Via PTDR: Mother Jones's Jonathan Stein interviews Daniel Gilbert, the Harvard psychologist who wrote Stumbling on Happiness last year. Many of the key themes in the book make their appearance in the interview. Here's a sample:
MJ: You write that due to the problems with the human imagination, the best predictor of what will make Person X happy is not Person X's own best guesses, but the feelings of others who are currently going through what Person X might go through. Why isn't this obvious to everyone? Why would so many people hear that claim and say, "No way"?
DG: First, this is sometimes true -- not always. There are certain conditions under which another person's experience will be a better guide to your own experience than your imagination will. But why do most of us reject even this more modest claim? Because we think we are unique. Because I am unique, I don't think someone else's experience of moving to Alaska or marrying a lawyer or drinking cappuccino with mint leaves can tell me much about my own. This turns out to be wrong. People are not as different in their emotional reactions as they think they are. Emotional reactions are generated in large measure by the parts of our brains we share with every other mammal, and people are surprisingly similar in this regard. If there are people who hate salt, fat, sugar, sex, friends, and warmth but love pain, hunger, and social exclusion then they must be very good at hiding because no one has ever seen them.
Oh, here's another bit in which Gilbert is asked to talk about economics:
MJ: Bill McKibben, the writer of "Reversal of Fortune," notes, "Traditionally, happiness and satisfaction are the sorts of notions that economists wave aside as poetic irrelevance. An orthodox economist has a simple happiness formula: if you buy a Ford Expedition, then ipso facto a Ford Expedition is what makes you happy." But the field of "Hedonics" started to change that, and more and more researchers started seeing happiness as an observable, definable thing. Do economics need to be reworked? If so, how?
DG: Yes, the economist's notions of utility (a euphemism for happiness) and revealed preference (the idea that if you buy something then you must like it) need to be revised and abandoned, respectively.

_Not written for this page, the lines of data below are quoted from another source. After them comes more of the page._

PR #26632, opened 2026-02-20
move up AEAD interface from experimental namespace to `cipher.AEAD`

blackshirt:
This PR moves up `interface AEAD` from `vlib/x/crypto/chacha20poly1305.AEAD` space into `cipher.AEAD` space.
I think its should live at that correct space instead the current one. It also follow the `go` version of the same interface.
Its previously has been discussed at [here](https://discord.com/channels/592103645835821068/592320321995014154/1206029352412778577) lengthy.

Cheers.


medvednikov:
Thanks!

PR #26634, opened 2026-02-20
builtin: fix `camel_to_snake` underscore placement in uppercase runs

meopedevts:
`camel_to_snake()` currently places the underscore *after* a run of uppercase
letters when followed by lowercase, which produces wrong results for most
real-world identifiers:

```
'HTMLParser'.camel_to_snake()   == 'htmlp_arser'    // expected: html_parser
'XMLToJSON'.camel_to_snake()    == 'xmlt_o_json'    // expected: xml_to_json
'getHTTPSUrl'.camel_to_snake()  == 'get_httpsu_rl'  // expected: get_https_url
'LastNName'.camel_to_snake()    == 'last_nn_ame'    // expected: last_n_name
```

The problem is in the transition from an uppercase run to a lowercase letter.
When we hit the lowercase char, the underscore should go **before** the last
uppercase (since it starts the new word), not after it:

```
HTMLParser → HTML|Parser → html_parser    (P starts "Parser")
XMLToJSON  → XML|To|JSON → xml_to_json   (T starts "To")
```

This matches the convention used by pretty much every other language/stdlib out
there (Ruby's `ActiveSupport#underscore`, Python's `inflection`, Go community
libs, etc.).

### The fix

When the branch `!c_is_upper && prev_is_upper` is hit (uppercase run ending),
instead of appending `_` at the current position, we shift the last written
uppercase one position forward and insert the `_` before it:

```v
if !c_is_upper && prev_is_upper {
    b[pos] = b[pos - 1]
    b[pos - 1] = `_`
} else {
    b[pos] = `_`
}
```

### Test changes

Some existing test expectations for synthetic/artificial inputs change to match
the standard convention:

| Input      | Before (wrong) | After (correct) |
|------------|----------------|-----------------|
| `AAbb`     | `aa_bb`        | `a_abb`         |
| `aaBBcc`   | `aa_bb_cc`     | `aa_b_bcc`      |
| `AAbbCC`   | `aa_bb_cc`     | `a_abb_cc`      |
| `_ISspace` | `_is_space`    | `_i_sspace`     |
| `_AbCDe_`  | `_ab_cd_e_`    | `_ab_c_de_`     |

These are all artificial cases — `_ISspace` for instance isn't valid camelCase
(should be `IsSpace`). Meanwhile, every real-world identifier I tested is fixed:
`HTMLParser`, `XMLToJSON`, `getHTTPSUrl`, `LastNName`, etc.

No changes to cases that were already correct (`aBcd`, `aaBB`, `aaBbCcDD`,
`aa_BB`, `JVM_PUBLIC_ACC`, etc.).

### DIFF
--- a/vlib/builtin/string.v
+++ b/vlib/builtin/string.v
@@ -2845,6 +2845,7 @@ pub fn (s string) is_identifier() bool {
 // Example: assert 'aaBB'.camel_to_snake() == 'aa_bb'
 // Example: assert 'BBaa'.camel_to_snake() == 'bb_aa'
 // Example: assert 'HTTPServer'.camel_to_snake() == 'http_server'
+// Example: assert 'HTTP2Server'.camel_to_snake() == 'http2_server'
 // Example: assert 'XML2JSON'.camel_to_snake() == 'xml_2_json'
 @[direct_array_access]
 pub fn (s string) camel_to_snake() string {
@@ -2889,7 +2890,11 @@ pub fn (s string) camel_to_snake() string {
 		mut has_boundary_before_upper := false
 		c := s[i]
 		c_is_upper := c.is_capital()
+		c_is_number := c.is_digit()
 		next_is_lower := i + 1 < s.len && s[i + 1].is_letter() && !s[i + 1].is_capital()
+		next2_is_lower := i + 2 < s.len && s[i + 2].is_letter() && !s[i + 2].is_capital()
+		// Cases: `XML2JSON == xml_2_json` || `HTTP2Server == http2_server`
+		skip_digit := c_is_number && prev_is_upper && !next_is_lower && next2_is_lower
 		// Cases: `HTTPServer == http_server` || `getHTTPSUrl == get_https_url`
 		if c_is_upper && prev_is_upper && i >= 2 && s[i - 2].is_capital() && next_is_lower
 			&& c != `_` {
@@ -2905,7 +2910,7 @@ pub fn (s string) camel_to_snake() string {
 		// TODO: remove this workaround for v2's parser
 		// vfmt off
 		if ((c_is_upper && !prev_is_upper) ||
-			(!c_is_upper && prev_is_upper && s[i - 2].is_capital() && !prev_inserted_boundary)) &&
+			(!c_is_upper && prev_is_upper && s[i - 2].is_capital() && !prev_inserted_boundary && !skip_digit)) &&
 			c != `_` {
 			unsafe {
 				if b[pos - 1] != `_` {
--- a/vlib/builtin/string_test.v
+++ b/vlib/builtin/string_test.v
@@ -1679,7 +1679,7 @@ fn test_camel_to_snake() {
 	assert '_a_Bcd'.camel_to_snake() == '_a_bcd'
 	assert '_AbCDe_'.camel_to_snake() == '_ab_cd_e_'
 	assert 'HTTPServer'.camel_to_snake() == 'http_server'
-	assert 'HTTP2Server'.camel_to_snake() == 'http_2_server'
+	assert 'HTTP2Server'.camel_to_snake() == 'http2_server'
 	assert 'XML2JSON'.camel_to_snake() == 'xml_2_json'
 }
 


StunxFS:
Hey! Thanks for your contribution 🙇

Just one small detail (which the Codex review points out):

```v
$ cat x.v
println("HTTPServer".camel_to_snake())
println("HTTP2Server".camel_to_snake())
$ v run x.v
http_server
htt_p2_server
```

`HTTP2Server` becomes `htt_p2_server`, shouldn't it be `http2_server`? 🤔

medvednikov:
A good pr, but yeah that has to be fixed

omartelo:
Thanks for the feedback!!

I actually missed this case in my tests.

The current implementation produces a different result than `http2_server`:

```vlang
$ cat x.v
println("HTTP2Server".camel_to_snake())
$ v run x.v
http_2_server

```

I think this result is acceptable, although `http2_server` makes more sense. I believe this largely depends on the context.

`HTTP2Server` would read better as `http2_server`.  
`XML2JSON` would probably be better as `xml_2_json`?

By checking whether the current character is a number, we can preserve the current behavior in the new implementation:

```vlang
if b[pos - 1] != `_` {
    if !c_is_number && !c_is_upper && prev_is_upper {
        // Shift the last uppercase one slot forward and insert '_' before it.
        // e.g.: HTTPServer -> http_server, not https_erver
        b[pos] = b[pos - 1]
        b[pos - 1] = `_`
    } else {
        b[pos] = `_`
    }
    pos++
}

```

What do you think?

omartelo:
Refactored `camel_to_snake` to fix a `c2v` regression where identifiers like `_ISspace` were incorrectly generated as `_i_sspace`.

This new implementation uses a look-ahead (`next_is_lower`) to properly handle acronym boundaries. It ensures both the `HTTPServer -> http_server` fix and compatibility with the current codebase (e.g., `_ISspace -> _is_space`), while removing previous character-shifting workarounds.

**Updated test cases:**

-   `_ISspace` -> `_is_space` (Fixed c2v regression)
    
-   `HTTPServer` -> `http_server` (Fix preserved)
    
-   `AAbb` -> `aa_bb`

medvednikov:
> HTTP2Server would read better as http2_server.
> XML2JSON would probably be better as xml_2_json?

Yeah it's always been tricky. I'm not sure how to handle this.

JalonSolov:
Yeah, it hard because _we_ know what we want, but it's not easy to tell the computer how to make the changes correctly.

In those 2 cases, though... since `http2` is correct, and recognized throughout the computer world, maybe add that as a special case?  Then `HTTP2Server` -> `http2_server`, but `XML2JSON` -> `xml_2_json`.

omartelo:
Does this make sense? I handled the following edge case:

If the current char is a digit, preceded by uppercase and followed by an upper -> lower sequence, we bypass the logic and just insert the digit.

It's a bit of a workaround, but it handles the edge case effectively.

JalonSolov:
Indeed.  Nice - no exception list, this way.

JalonSolov:
Here are a few others to try (Camel vs expected snake)... they came up in discussions on discord a while ago...

BeginMode3D -> begin_mode_3d
Http2Mode -> http2_mode
Plus7Days -> plus_7_days
The48thParallel -> the_48th_parallel

omartelo:
Great test cases!

`BeginMode3D -> begin_mode_3d` and `Http2Mode -> http2_mode` can be easily handled by refining the `skip_digit` logic — basically checking if the previous character is lower and the next one is upper.

`Plus7Days` and `The48thParallel` are interesting edge cases. I'll need to give them more thought to ensure we don't break the existing rules while supporting them.

omartelo:
Ok, this is more complex than I initially thought…

`Http2Mode -> http2_mode` is already valid at the moment.

But in my validations, the condition that turns `BeginMode3D -> begin_mode_3d` ends up producing `http_2mode`.

The same applies to `Plus7Days`: generating `plus_7_days` instead of `plus7_days` is still not clear in my mind.

JalonSolov:
`plus_7_days` is correct for `Plus7Days`, so no confusion on that one.  :-)

omartelo:
Yeah, but right now it’s being generated as `plus7_days`. It’s possible to fix this by simply checking the character before and after the number, but that would break `Http2Mode -> http2_mode`.

It’s a double-edged sword: we fix one side and break the other.

JalonSolov:
Yup.  That's why I suggested some sort of list in the first place.  Your workaround seemed decent... until we came up with instances where it isn't.

However, a simple list wouldn't be enough.  It would contain things like common things like `http2`, common suffixes for numbers (like the `th` on `48th`, `st` on `1st`, ...), etc.

The problem with this, of course, is that it would need to be kept up.

A suggestion a while back was to make `camel_to_snake` take an optional list of things, and that could be the list I'm talking about... use a trailing params struct so it can be left out altogether (possibly with a default list like we've talked about), but if people wanted things converted differently, they could pass in their own list.  Regardless, it would have to be a heckuva list... or rather struct, or some such.

All that said - it doesn't have to be done now.  You could take out the workaround so that `HTTP2Server` comes out as `http_2_server` as it was with your original fix, and we could modify it again later.  What you had before is still better than what's in V now.

omartelo:
I get your point. That said, the current implementation already brings some improvements and fixes a few previous conversions that didn’t really make sense — and it does so without breaking backward compatibility. Do you think it makes sense to go ahead and merge this?

About the list-based approach: it makes sense to me, but keeping it up to date could be tricky. Maybe this could be left to the developer’s responsibility? Something like: “We did our best with the defaults — if you need different/custom conversions, provide your own list (or map?) with the expected matches.”

We can definitely mature this idea further — I’m happy to help iterate on it.

JalonSolov:
Yes, I think what you have it good enough to merge, as it does fix most of the "silliness" of the previous code.

I also think it will take some design work to figure out what will make sense for future changes.

omartelo:
Thank you for the feedback. 😁

PR #26639, opened 2026-02-20
sync: remove unused header files from sync_darwin.c.v

programmingkidx:
The file vlib/sync/sync_darwin.c.v includes headers it does not use. These headers prevent building of vlib on certain versions of Mac OS X. Remove these header files to fix building of v on Mac OS X.


medvednikov:
Thanks!

PR #26640, opened 2026-02-21
[fasthttp] Remove zero-byte initialization in read buffer

sibkod:
Fix HTTP request parsing by removing zero-byte buffer initialization

The read buffer was previously created with a fixed length, causing it to be 
filled with zero bytes at creation. When actual request data was appended,
these leading zeros corrupted HTTP headers parsing (e.g., "GET" became "\0\0\0GET").

Now the buffer is created with capacity only, containing only the actual
read bytes without any pre-initialized zeros.


medvednikov:
Nice! Thanks

medvednikov:
Hm ideally it should have a simple test.

PR #26653, opened 2026-02-25
checker: fix panic on wrong arg count with or-block containing if-expr

medvednikov:
When `check_expected_arg_count` detected wrong argument count and
returned early from `fn_call`, `node.return_type` was never set
(staying as 0). Back in `call_expr`, the or-block was still processed
using this zero type, and when `if_expr` inside the or-block called
`table.type_kind(0)` -> `table.sym(0)`, the compiler panicked with
"table.sym: invalid type (typ=ast.Type(0x0 = 0) idx=0)".

Fix: set `node.return_type = func.return_type` before the early return
so the or-block processes correctly even after an argument count error.

https://claude.ai/code/session_01RB9tJf3t9GEuuqcw1inq8k

### DIFF
--- a/vlib/v/checker/fn.v
+++ b/vlib/v/checker/fn.v
@@ -1517,7 +1517,10 @@ fn (mut c Checker) fn_call(mut node ast.CallExpr, mut continue_check &bool) ast.
 				}
 			}
 		}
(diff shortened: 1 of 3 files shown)


medvednikov:
this was fixed in 28d61f4dfab52f4687236234039a217e612be9f7

PR #26655, opened 2026-02-25
v2: fix transformer deadlock on Linux caused by nested lock on shared scopes

medvednikov:
Four functions in struct.v acquired `lock t.env.scopes` and then called
functions (get_field_type_name, type_to_name, type_to_c_name, is_sum_type)
that also try to acquire the same lock, causing a deadlock on Linux where
mutexes are non-reentrant.

Fix: extract the needed type data while holding the lock, then call the
potentially-locking functions outside the lock block.

Affected functions:
- get_struct_field_type_name
- resolve_struct_field_type
- get_field_array_elem_sumtype_name
- get_field_array_elem_c_name

Also renames the transformer integration test back from _darwin_ to _nix_
since the deadlock that required restricting it to macOS is now fixed.

https://claude.ai/code/session_01RQNT6SFstGf6SNVn8vT5W8


JalonSolov:
In general, it is always better to keep things locked for the briefest possible time, whether locks are re-entrant or not.

vlib/v2/transformer/struct.v
```diff
@@ -1303,51 +1312,59 @@ fn (t &Transformer) resolve_struct_field_type(struct_name string, field_name str
...
 	}
-
+	// Extract the type under lock, call get_field_type_name outside to avoid deadlock.
+	mut found_type := types.Type(types.void_)
+	mut found := false
 	lock t.env.scopes {
 		scope_names := t.env.scopes.keys()
 		for scope_name in scope_names {
 			scope := t.env.scopes[scope_name] or { continue }
-			// Try the lookup name directly in the appropriate module scope
```
StunxFS: I think these comments shouldn't be removed, as they explain what's happening 🤔

Jengro777:
How is this going? I'm looking forward to the improvement of v2

vlib/v2/transformer/struct.v
kbtale, line 1312: The comment in L1313 is not necessary. However, I agree that the L1311 one would be useful. At least it was useful for me when I was reviewing the code.

medvednikov:
Fixed via t.cached_scopes.

PR #216, opened 2016-05-19
Zero sig

profxj:
Small edit to avoid crash in readspec

Also a few minor edits to linelist


nhmc:
This looks fine to me. Merging.

PR #217, opened 2016-06-01
Remove a specutils import

nhmc:
Also allow passing arbitrary keyword arguments to XSpectrum1D.box_smooth(), to be passed on to astropy.convolution.convolve.


nhmc:
It seems to be failing tests on the numpy 1.9 build due a scipy import fail. I'll take a look at the reason for this tomorrow.

profxj:
These look good to me.

Merge if you are fine with the numpy 1.9 issue (I am).

nhmc:
Ok, I will punt on the numpy 1.9 issue for now.

PR #218, opened 2016-06-02
Odds and Ends: AbsSys, Python3 

profxj:
Series of minor edits to:
  a.  Refactor abs_type in AbsSystem
  b.  Deal with some syntax/bugs when running in Python 3
  c.  Some GUI edits
  d.  Added a test to cover AbsSystem.from_dict and from_json
  e.  Addresses 'crash' when running measure_EW or measure_AODM on a 'bad' spectrum

### DIFF
--- a/linetools/isgm/abssystem.py
+++ b/linetools/isgm/abssystem.py
@@ -371,6 +371,26 @@ class AbsSystem(object):
         # Return
         return outdict
 
+    def write_json(self, outfil=None):
+        """ Generate a JSON file from the system
+
+        Returns
+        -------
+
+        """
+        import io, json
+        # Generate the dict
+        odict = self.to_dict()
+        # Write
+        if outfil is None:
+            outfil = self.name+'.json'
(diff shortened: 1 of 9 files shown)


linetools/isgm/abssystem.py
```diff
@@ -91,7 +91,7 @@ def from_abslines(cls, abslines, vlim=None, **kwargs):
         return slf
 
     @classmethod
-    def from_components(cls, components, vlim=None):
+    def from_components(cls, components, vlim=None, NHI=None):
         """Instantiate from a list of AbsComponent objects
 
         Parameters
```
ntejos: Please add a note about `NHI` parameter in docstring.

ntejos:
Left a minor comment in; all the rest look fine to me.

linetools/isgm/abssystem.py
profxj: Added

profxj:
Merging..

Economists used to be very fine psychologists (Adam Smith was clearly both), but somewhere along the way the field decided to trade a nuanced and realistic view of human nature for the simplicity and precision of hypothetical fictions. Economics is in the process of remedying that, and economists now study happiness, take interest in experimental psychology and neuroscience, and so on. Their field is learning a lot from ours and I'm delighted. I hope we will repay that attention by learning some of the lessons they have to teach us (and they have many). Maybe next year.